Prefeito de Bogotá deve ser destituído do cargo

O Conselho de Estado da Colômbia apresentou uma decisão contrária ao prefeito de Bogotá, Gustavo Petro. Esse era o último recurso que Petro possuía para permanecer no cargo. Agora, o presidente Juan Manuel Santos possui um prazo de 10 dias para emitir um decreto designando um prefeito interino, o qual ele já afirmou que irá fazer.

AE, Agência Estado

19 de março de 2014 | 03h01

A única possibilidade de Petro permanecer no cargo é se a Comissão Interamericana de Direitos Humanos conceder as medidas cautelares que solicitou no fim de 2013 para suspender o processo de destituição, mas isso tem que ser feito antes de o presidente colombiano assinar o decreto.

María Claudia Rojas, presidente do Conselho de Estado, informou que a decisão foi tomada com 15 votos favoráveis e 8 contrários.

Ex-senador de 53 anos de idade, Petro militou no grupo guerrilheiro agora pacificado Movimento 19 de Abril (M-19).
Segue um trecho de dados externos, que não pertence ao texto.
PR #829, opened 2020-11-16
PIT timer with 64 bit counter

wiklam:
Simplifying the Programmable Interval Timer infrastructure and removing some races during time update.

We do not guarantee that we won't miss a whole period before we read the counter. We could use RTC interrupts to read the counter more often then PIT to prevent tick loss, but after a discussion, it will be too complicated handling it that way.


sys/drv/pit.c
```diff
@@ -12,48 +12,67 @@
...
-  value |= inb(TIMER_CNTR0);
-  value |= inb(TIMER_CNTR0) << 8;
-  return pit->period_cntr - value;
+  count |= inb(TIMER_CNTR0);
+  count |= inb(TIMER_CNTR0) << 8;
+  return count;
+}
+
+static uint64_t pit_get_counter64(pit_state_t *pit) {
+  static uint16_t counter16_last = 0;
```
cahirwpz, line 50: Using global state that is not tied to `pit_state_t` prevents this driver to be instantiated twice. While this is not a problem, it's considered a bad practice while implementing device drivers. Please move `counter16_last` and `counter64_last` to `pit_state_t`.

sys/drv/pit.c
```diff
@@ -12,48 +12,67 @@
...
+  static counter_t counter64_last = (counter_t){.val = 0};
+  uint16_t counter16_now, ticks;
+  uint32_t oldlow;
+  SCOPED_INTR_DISABLED();
```
cahirwpz, line 54: Using interrupt disable in device driver code is a bad practice. Spin locks do the same and are future-proof against SMP systems.

sys/drv/pit.c
```diff
@@ -12,48 +12,67 @@
...
+  if (counter16_last >= counter16_now)
+    ticks = counter16_last - counter16_now;
+  else
+    ticks = counter16_last + (pit->period_cntr - counter16_now);
+
+  counter16_last = counter16_now;
+
+  oldlow = counter64_last.lo;
+
+  if (oldlow > (counter64_last.lo = oldlow + ticks))
```
cahirwpz, line 66: Assignment in comparison... whoa... this is atrocious to readers. Please don't do it.

cahirwpz (commented):
I spotted some things that need improvements. This is not a complete review.

sys/drv/pit.c
wiklam: Done.

sys/drv/pit.c
wiklam: Done.

sys/drv/pit.c
wiklam: Done.

sys/drv/pit.c
```diff
@@ -12,48 +12,78 @@
...
+
+static uint64_t pit_get_counter64(pit_state_t *pit) {
+  uint16_t counter16_now, ticks;
+  uint32_t oldlow;
+
+  counter16_now = pit_get_counter16(pit);
+  if (pit->counter16_last >= counter16_now)
+    ticks = pit->counter16_last - counter16_now;
+  else
+    ticks = pit->counter16_last + (pit->period_cntr - counter16_now);
```
pj1031999, line 60: It's confusing for me. Could you add some comments?

sys/drv/pit.c
```diff
@@ -12,48 +12,78 @@
...
 #define PIIX4_IDE_DEVICE_ID 0x7111
 
+typedef union {
+  /* assumes little endian order */
+  struct {
+    uint32_t lo;
+    uint32_t hi;
+  };
+  uint64_t val;
+} counter_t;
```
pj1031999, line 22: It looks like some universal structure.
Could you add some explanation why we need that structure and why it's specific for PIT timer?

wiklam: Good idea!

sys/drv/pit.c
wiklam: Sure!

sys/drv/pit.c
```diff
@@ -17,43 +17,66 @@ typedef struct pit_state {
...
+  uint16_t counter16_now, ticks;
+  uint32_t oldlow;
+
+  counter16_now = pit_get_counter16(pit);
+  /* PIT counter counts from n to 1 and when we get to 1 an interrupt
+     is send and the counter starts from the beginning (n = pit->period_cntr)*/
+  if (pit->counter16_last >= counter16_now)
+    ticks = pit->counter16_last - counter16_now;
+  else
+    ticks = pit->counter16_last + (pit->period_cntr - counter16_now);
```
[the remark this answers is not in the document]
wiklam: We can not guarantee it. We could use RTC interrupts to read the counter more often then PIT will do to prevent tick loss, but after a discussion, it will be too complicated handling it that way.

ThomasStachovsky (approved):

mohrcore (approved):
LGTM

include/sys/time.h
```diff
@@ -160,6 +160,17 @@ struct itimerval {
...
+/* It allows to extend the capacity
+   for counters with 16/32 bits, . */
+typedef union {
+  /* assumes little endian order */
+  struct {
+    uint32_t lo;
+    uint32_t hi;
+  };
+  uint64_t val;
+} counter_t;
```
cahirwpz, line 172: This type is globally visible in the kernel after inclusion of `sys/time.h`. For that reason I think that the typename is too ambiguous. That would be ok if defined in `_.c` file, but not in a header file.

sys/drv/pit.c
```diff
@@ -14,43 +14,67 @@ typedef struct pit_state {
   spin_t lock;
   resource_t *irq_res;
   timer_t timer;
-  uint64_t period_frac;        /* period as a fraction of a second */
-  uint16_t period_cntr;        /* period as PIT counter value */
-  volatile uint16_t last_cntr; /* last seen counter value */
-  volatile bool overflow;      /* counter overflow detected? */
-  bintime_t time;              /* last time measured by the timer */
+  uint16_t period_cntr;     /* period as PIT counter value */
+  uint16_t counter16_last;  /* last seen counter value */
```
cahirwpz, line 18: Could you change `counter16_last` and `counter64_last` into somewhat more self-descriptive identifiers?

sys/drv/pit.c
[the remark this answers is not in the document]
cahirwpz: Readers in the future may ask the same question. Please leave a comment.

sys/drv/pit.c
```diff
@@ -14,43 +14,67 @@ typedef struct pit_state {
...
+}
+
+static uint64_t pit_get_counter64(pit_state_t *pit) {
+  uint16_t counter16_now, ticks;
+  uint32_t oldlow;
+
+  counter16_now = pit_get_counter16(pit);
+  /* PIT counter counts from n to 1 and when we get to 1 an interrupt
+     is send and the counter starts from the beginning (n = pit->period_cntr)*/
+  if (pit->counter16_last >= counter16_now)
```
cahirwpz, line 47: Please simplify following three lines by extracting common subexpression if possible.

sys/drv/pit.c
```diff
@@ -14,43 +14,67 @@ typedef struct pit_state {
...
+    ticks = pit->counter16_last - counter16_now;
+  else
+    ticks = pit->counter16_last + (pit->period_cntr - counter16_now);
+
+  pit->counter16_last = counter16_now;
+
+  oldlow = pit->counter64_last.lo;
```
cahirwpz, line 54: Could you explain to a reader, why following lines are needed?

cahirwpz (changes requested):
The code requires some changes before it's merged.

sys/drv/pit.c
wiklam: Done.

sys/drv/pit.c
wiklam: Done.

include/sys/time.h
wiklam: Done.

pj1031999 (approved):
LGTM

sys/drv/pit.c
wiklam: Done.

PR #909, opened 2021-01-07
pmap: fix locks

bkjg:


sys/aarch64/pmap.c
```diff
@@ -414,10 +416,12 @@ void pmap_page_remove(vm_page_t *pg) {
     pmap_t *pmap = pv->pmap;
     vaddr_t va = pv->va;
     TAILQ_REMOVE(&pg->pv_list, pv, page_link);
-    TAILQ_REMOVE(&pmap->pv_list, pv, pmap_link);
-    pte_t *ptep = pmap_lookup_pte(pmap, va);
-    assert(ptep != NULL);
-    pmap_write_pte(pmap, ptep, 0);
+    WITH_MTX_LOCK (&pmap->mtx) {
```
pj1031999, line 419: `pmap_page_remove` is called **only** from `pm_free_from_seg` which already holds global `physmem_lock`.

sys/mips/pmap.c
```diff
@@ -386,8 +385,10 @@ void pmap_page_remove(vm_page_t *pg) {
     pmap_t *pmap = pv->pmap;
     vaddr_t va = pv->va;
     TAILQ_REMOVE(&pg->pv_list, pv, page_link);
-    TAILQ_REMOVE(&pmap->pv_list, pv, pmap_link);
-    pmap_pte_write(pmap, va, empty_pte(pmap), 0);
+    WITH_MTX_LOCK (&pmap->mtx) {
+      TAILQ_REMOVE(&pmap->pv_list, pv, pmap_link);
+      pmap_pte_write(pmap, va, empty_pte(pmap), 0);
+    }
```
pj1031999, line 391: Same as in _AArch64_.

pj1031999 (changes requested):
First of all - without any description that PR is unreadable.

The main part of your PR is replacing `WITH_MTX_LOCK` with `SCOPED_MTX_LOCK`.  `assert` shouldn't modify any data and if you look carefully you have two cases:
1. `page_aligned_p` which doesn't touch any `pmap`.
2. `pmap_contains_p` which calls `pmap_start` and `pmap_end` - they return constant value base on asid but we know that asid is set only in `pmap_setup` and it is not modified.

So I don't see any practical reason for that PR. It will be helpful if you could provide any real scenario where you had problems with that locks.

franciscozdo:
> Have you ever run that part of code?  
>You acquire mutex in 281 and then do the same in 291.  
>Now you have deadlock on every `pmap_kenter` call.

@pj1031999 sorry for deleting this comment. It was by accident.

O imbróglio teve início em dezembro de 2013, quando a procuradoria geral destituiu o prefeito e o proibiu de permanecer na política por 15 anos devido à decisão de mudar por decreto o sistema de coleta de lixo na capital colombiana. A medida foi considerada pela procuradoria uma falta gravíssima contra o livre empreendimento e a concorrência. Fonte: Associated Press.